● WHAT IS REQUIRED
Copy out each line of the listing that has the word "year" in it.

● EXTRACTED ENTRIES

════════

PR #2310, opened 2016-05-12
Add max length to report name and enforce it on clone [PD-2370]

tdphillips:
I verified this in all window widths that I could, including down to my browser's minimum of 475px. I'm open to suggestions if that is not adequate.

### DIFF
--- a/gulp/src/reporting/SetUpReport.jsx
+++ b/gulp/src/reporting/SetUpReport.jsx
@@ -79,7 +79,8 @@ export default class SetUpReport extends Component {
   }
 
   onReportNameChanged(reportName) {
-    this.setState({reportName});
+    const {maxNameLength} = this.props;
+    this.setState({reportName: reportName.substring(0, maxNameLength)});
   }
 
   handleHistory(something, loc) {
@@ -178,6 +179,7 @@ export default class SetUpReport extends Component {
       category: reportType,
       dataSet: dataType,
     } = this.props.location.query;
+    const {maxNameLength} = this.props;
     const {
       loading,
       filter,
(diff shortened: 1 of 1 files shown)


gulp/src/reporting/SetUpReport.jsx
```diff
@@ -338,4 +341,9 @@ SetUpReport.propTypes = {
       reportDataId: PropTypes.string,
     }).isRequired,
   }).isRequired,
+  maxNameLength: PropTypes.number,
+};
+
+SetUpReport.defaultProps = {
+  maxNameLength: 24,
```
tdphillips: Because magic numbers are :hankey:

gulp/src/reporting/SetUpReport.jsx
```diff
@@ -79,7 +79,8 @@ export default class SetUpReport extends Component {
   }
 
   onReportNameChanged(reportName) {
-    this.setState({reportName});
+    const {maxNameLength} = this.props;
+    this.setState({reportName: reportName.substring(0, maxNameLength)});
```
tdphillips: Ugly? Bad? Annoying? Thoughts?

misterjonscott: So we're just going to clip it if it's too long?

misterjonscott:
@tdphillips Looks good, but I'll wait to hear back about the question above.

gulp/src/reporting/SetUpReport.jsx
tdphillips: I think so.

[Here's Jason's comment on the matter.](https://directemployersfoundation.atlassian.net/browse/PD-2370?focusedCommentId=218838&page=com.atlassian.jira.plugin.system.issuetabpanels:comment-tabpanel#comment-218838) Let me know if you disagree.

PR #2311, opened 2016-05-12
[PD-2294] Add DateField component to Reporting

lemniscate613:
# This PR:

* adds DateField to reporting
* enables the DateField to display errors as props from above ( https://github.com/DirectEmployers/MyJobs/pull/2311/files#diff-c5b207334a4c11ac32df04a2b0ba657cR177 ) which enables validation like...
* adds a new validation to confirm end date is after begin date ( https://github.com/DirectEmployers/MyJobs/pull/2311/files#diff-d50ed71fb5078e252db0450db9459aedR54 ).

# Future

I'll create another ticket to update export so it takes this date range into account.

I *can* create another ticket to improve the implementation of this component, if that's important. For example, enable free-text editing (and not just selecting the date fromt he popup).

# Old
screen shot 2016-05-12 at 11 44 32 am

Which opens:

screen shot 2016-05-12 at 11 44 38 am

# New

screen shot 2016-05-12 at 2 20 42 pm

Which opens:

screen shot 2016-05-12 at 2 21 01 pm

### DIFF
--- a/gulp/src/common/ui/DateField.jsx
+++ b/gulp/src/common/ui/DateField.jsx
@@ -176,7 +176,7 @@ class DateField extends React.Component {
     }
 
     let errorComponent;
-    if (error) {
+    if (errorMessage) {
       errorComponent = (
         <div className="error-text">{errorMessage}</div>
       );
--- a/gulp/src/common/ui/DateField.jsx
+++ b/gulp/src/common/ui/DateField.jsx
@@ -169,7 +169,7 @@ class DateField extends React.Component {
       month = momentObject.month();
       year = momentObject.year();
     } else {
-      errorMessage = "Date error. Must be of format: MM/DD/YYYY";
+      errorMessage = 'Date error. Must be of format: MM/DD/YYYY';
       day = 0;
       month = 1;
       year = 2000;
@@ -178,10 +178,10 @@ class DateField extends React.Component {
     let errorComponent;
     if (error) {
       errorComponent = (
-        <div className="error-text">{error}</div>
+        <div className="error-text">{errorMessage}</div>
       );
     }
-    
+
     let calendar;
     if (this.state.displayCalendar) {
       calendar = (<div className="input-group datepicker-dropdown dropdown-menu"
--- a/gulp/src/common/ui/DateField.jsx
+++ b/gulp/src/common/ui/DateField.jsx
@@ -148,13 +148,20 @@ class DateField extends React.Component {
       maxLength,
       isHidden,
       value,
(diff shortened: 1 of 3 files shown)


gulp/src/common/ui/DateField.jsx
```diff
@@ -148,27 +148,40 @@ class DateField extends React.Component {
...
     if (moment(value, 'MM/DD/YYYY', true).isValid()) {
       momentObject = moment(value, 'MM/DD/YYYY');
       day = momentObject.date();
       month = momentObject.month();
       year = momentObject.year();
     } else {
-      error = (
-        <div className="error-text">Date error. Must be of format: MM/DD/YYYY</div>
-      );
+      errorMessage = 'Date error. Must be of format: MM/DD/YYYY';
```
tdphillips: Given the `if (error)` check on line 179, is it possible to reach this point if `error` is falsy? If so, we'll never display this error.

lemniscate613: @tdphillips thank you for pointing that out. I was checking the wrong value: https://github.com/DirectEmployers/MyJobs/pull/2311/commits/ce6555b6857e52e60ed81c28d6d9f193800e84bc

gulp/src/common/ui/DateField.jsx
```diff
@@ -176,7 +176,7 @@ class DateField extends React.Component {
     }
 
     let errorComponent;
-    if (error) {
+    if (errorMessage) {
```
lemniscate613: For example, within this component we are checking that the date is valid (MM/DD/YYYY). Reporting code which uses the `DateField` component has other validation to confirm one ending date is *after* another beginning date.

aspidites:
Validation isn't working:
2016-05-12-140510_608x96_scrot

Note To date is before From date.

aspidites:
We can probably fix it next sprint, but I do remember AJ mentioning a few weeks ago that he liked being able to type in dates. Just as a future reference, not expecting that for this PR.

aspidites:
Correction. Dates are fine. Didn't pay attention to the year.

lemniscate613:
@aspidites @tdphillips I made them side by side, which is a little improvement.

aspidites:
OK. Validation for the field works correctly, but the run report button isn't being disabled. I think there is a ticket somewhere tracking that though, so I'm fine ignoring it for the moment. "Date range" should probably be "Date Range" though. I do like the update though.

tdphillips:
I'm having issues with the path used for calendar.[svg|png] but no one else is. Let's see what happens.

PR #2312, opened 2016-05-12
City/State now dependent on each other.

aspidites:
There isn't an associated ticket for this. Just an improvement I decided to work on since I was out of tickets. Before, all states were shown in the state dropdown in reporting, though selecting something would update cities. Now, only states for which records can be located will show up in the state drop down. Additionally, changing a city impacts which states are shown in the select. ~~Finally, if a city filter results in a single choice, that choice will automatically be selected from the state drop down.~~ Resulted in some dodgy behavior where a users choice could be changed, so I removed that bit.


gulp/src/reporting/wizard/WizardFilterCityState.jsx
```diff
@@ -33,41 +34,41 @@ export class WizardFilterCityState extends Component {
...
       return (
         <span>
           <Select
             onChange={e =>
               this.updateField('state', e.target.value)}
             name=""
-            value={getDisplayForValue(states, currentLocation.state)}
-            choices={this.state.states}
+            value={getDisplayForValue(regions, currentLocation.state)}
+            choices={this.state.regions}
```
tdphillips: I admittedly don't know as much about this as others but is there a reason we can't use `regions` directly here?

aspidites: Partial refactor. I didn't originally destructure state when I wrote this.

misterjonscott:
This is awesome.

════════

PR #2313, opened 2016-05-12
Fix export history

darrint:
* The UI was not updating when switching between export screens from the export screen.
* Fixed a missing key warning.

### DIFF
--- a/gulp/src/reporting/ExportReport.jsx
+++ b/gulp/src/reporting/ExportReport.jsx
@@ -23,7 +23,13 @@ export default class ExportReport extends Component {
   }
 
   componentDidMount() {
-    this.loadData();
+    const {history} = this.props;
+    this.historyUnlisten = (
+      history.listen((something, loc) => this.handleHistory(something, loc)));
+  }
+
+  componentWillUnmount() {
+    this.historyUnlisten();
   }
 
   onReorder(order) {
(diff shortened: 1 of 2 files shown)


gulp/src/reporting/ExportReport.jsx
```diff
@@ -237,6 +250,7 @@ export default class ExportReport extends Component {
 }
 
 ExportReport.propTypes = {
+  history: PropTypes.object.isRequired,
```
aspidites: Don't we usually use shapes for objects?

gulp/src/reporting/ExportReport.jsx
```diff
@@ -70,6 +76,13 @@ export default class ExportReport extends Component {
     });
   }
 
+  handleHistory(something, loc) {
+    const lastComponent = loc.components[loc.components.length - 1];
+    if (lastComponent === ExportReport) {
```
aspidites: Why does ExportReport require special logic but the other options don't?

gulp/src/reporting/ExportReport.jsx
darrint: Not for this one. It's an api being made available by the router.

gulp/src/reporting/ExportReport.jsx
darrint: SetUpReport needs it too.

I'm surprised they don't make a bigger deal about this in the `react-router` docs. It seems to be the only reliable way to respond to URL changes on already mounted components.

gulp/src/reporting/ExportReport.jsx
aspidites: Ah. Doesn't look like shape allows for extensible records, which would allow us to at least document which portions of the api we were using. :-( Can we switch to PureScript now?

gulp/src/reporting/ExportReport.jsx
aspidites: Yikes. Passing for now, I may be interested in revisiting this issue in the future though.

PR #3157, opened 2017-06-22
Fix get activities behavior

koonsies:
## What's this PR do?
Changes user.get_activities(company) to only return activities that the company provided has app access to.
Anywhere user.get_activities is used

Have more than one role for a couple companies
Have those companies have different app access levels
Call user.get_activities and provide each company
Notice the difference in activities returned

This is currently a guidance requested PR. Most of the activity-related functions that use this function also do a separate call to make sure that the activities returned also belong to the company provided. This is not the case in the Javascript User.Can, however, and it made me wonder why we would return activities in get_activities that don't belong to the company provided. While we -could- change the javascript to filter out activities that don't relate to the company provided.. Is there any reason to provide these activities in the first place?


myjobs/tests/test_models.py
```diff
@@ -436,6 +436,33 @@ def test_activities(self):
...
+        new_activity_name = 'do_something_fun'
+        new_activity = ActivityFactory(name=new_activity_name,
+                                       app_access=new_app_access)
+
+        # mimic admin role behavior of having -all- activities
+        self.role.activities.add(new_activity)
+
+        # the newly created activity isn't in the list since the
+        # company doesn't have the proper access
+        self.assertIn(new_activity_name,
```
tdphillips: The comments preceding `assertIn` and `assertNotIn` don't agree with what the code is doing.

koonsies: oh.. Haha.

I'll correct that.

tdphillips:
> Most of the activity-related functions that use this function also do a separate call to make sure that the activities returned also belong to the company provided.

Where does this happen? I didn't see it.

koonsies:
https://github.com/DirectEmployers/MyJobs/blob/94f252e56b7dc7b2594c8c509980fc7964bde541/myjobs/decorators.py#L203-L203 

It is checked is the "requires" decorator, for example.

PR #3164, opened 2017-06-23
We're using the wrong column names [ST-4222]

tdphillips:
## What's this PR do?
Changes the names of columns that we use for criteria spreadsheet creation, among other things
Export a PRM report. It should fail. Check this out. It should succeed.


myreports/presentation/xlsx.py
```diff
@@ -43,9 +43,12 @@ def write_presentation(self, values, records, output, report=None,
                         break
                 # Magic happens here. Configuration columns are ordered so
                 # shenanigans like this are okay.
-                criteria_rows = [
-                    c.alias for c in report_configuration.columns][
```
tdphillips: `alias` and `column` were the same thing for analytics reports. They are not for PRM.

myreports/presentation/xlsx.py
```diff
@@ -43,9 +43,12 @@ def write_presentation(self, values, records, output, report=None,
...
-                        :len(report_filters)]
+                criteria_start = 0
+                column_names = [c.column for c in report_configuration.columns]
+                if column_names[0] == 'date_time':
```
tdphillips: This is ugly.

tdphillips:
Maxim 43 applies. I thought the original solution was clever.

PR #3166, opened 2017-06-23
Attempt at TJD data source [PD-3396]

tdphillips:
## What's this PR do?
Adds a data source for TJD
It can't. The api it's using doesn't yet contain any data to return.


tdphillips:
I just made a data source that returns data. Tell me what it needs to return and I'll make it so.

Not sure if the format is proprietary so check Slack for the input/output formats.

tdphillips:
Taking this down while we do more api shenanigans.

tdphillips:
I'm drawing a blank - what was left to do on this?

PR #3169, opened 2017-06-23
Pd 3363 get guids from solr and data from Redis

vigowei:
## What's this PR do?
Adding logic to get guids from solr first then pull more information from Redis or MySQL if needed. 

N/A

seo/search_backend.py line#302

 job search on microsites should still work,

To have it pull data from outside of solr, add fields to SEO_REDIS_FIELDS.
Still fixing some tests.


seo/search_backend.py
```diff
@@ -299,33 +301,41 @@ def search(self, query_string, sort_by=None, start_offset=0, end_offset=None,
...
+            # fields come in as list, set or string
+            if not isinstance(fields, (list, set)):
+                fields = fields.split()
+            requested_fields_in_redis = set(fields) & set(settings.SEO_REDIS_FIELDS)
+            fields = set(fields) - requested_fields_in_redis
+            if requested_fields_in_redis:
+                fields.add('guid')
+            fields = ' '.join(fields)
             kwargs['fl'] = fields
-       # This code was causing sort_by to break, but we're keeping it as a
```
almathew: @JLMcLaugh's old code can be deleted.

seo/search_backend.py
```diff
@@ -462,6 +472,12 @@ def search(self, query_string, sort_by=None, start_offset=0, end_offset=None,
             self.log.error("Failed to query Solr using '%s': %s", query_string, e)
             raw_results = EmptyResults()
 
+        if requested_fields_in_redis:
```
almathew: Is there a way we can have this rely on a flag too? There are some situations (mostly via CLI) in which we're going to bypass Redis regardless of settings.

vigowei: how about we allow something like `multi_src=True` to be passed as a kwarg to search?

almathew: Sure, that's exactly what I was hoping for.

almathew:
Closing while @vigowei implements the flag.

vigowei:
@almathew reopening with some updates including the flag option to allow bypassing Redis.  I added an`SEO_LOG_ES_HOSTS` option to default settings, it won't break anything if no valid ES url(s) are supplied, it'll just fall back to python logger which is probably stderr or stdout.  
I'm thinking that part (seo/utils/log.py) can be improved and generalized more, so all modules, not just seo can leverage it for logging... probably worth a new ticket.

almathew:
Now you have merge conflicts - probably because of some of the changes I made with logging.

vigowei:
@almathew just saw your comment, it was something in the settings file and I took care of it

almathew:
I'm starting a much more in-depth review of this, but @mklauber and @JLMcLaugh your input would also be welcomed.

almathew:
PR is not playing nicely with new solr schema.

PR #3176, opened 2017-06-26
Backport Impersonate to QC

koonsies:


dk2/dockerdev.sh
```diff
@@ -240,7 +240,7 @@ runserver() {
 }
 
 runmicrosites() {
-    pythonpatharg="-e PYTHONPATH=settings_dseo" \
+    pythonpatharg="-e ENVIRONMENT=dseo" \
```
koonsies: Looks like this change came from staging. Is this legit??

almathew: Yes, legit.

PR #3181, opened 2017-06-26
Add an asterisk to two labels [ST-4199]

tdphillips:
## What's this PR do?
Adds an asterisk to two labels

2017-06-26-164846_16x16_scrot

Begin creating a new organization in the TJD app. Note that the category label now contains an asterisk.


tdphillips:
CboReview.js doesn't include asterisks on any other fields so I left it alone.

════════

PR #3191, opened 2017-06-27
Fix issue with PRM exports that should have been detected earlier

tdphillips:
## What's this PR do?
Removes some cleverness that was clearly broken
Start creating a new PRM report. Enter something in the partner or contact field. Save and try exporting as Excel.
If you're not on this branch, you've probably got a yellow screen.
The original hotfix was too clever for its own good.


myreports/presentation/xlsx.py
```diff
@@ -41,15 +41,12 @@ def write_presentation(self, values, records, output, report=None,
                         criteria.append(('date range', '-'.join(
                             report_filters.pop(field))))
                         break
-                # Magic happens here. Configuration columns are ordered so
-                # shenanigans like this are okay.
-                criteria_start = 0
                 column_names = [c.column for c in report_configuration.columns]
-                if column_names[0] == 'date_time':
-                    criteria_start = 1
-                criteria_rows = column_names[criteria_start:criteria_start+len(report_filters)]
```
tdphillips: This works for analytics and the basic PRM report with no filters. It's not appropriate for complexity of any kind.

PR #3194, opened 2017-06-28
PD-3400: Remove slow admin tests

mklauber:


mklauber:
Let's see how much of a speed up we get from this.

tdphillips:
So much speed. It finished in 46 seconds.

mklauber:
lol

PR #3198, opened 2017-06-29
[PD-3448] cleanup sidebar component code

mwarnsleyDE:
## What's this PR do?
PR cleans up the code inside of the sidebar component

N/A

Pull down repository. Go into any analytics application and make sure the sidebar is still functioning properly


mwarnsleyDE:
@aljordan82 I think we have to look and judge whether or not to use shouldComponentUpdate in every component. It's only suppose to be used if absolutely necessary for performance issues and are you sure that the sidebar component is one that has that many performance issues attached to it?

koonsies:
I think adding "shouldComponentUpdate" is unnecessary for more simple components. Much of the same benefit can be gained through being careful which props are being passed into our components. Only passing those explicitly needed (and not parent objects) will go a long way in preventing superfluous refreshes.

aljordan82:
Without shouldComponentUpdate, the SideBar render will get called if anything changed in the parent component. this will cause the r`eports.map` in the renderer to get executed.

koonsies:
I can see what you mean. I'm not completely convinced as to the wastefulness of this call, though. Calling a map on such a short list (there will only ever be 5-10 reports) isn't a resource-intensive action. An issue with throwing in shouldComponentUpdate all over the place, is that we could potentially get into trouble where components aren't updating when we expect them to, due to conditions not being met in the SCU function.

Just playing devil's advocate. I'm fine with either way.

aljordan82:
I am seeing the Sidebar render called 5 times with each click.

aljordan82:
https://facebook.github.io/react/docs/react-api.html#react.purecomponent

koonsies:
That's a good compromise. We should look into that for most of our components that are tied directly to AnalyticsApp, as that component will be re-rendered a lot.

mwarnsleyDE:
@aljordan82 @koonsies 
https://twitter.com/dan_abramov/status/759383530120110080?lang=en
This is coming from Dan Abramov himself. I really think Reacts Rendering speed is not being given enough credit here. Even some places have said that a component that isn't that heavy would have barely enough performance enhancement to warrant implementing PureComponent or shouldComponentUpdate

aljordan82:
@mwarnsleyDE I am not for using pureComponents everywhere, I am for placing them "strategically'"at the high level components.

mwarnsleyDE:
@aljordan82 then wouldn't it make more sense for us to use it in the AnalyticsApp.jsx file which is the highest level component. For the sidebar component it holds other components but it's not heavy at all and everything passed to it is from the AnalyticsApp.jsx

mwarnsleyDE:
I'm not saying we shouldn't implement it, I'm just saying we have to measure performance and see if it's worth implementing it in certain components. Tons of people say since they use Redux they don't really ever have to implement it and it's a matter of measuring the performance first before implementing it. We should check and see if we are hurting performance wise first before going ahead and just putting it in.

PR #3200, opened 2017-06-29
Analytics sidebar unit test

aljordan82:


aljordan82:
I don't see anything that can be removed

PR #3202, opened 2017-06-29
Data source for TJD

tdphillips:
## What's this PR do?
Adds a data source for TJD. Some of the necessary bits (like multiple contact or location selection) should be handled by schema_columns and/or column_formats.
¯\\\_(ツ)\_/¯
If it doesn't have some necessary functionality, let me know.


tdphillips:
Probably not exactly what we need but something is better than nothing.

════════

● OUTPUT BELOW
       year = momentObject.year();
       year = 2000;
       year = momentObject.year();
Correction. Dates are fine. Didn't pay attention to the year.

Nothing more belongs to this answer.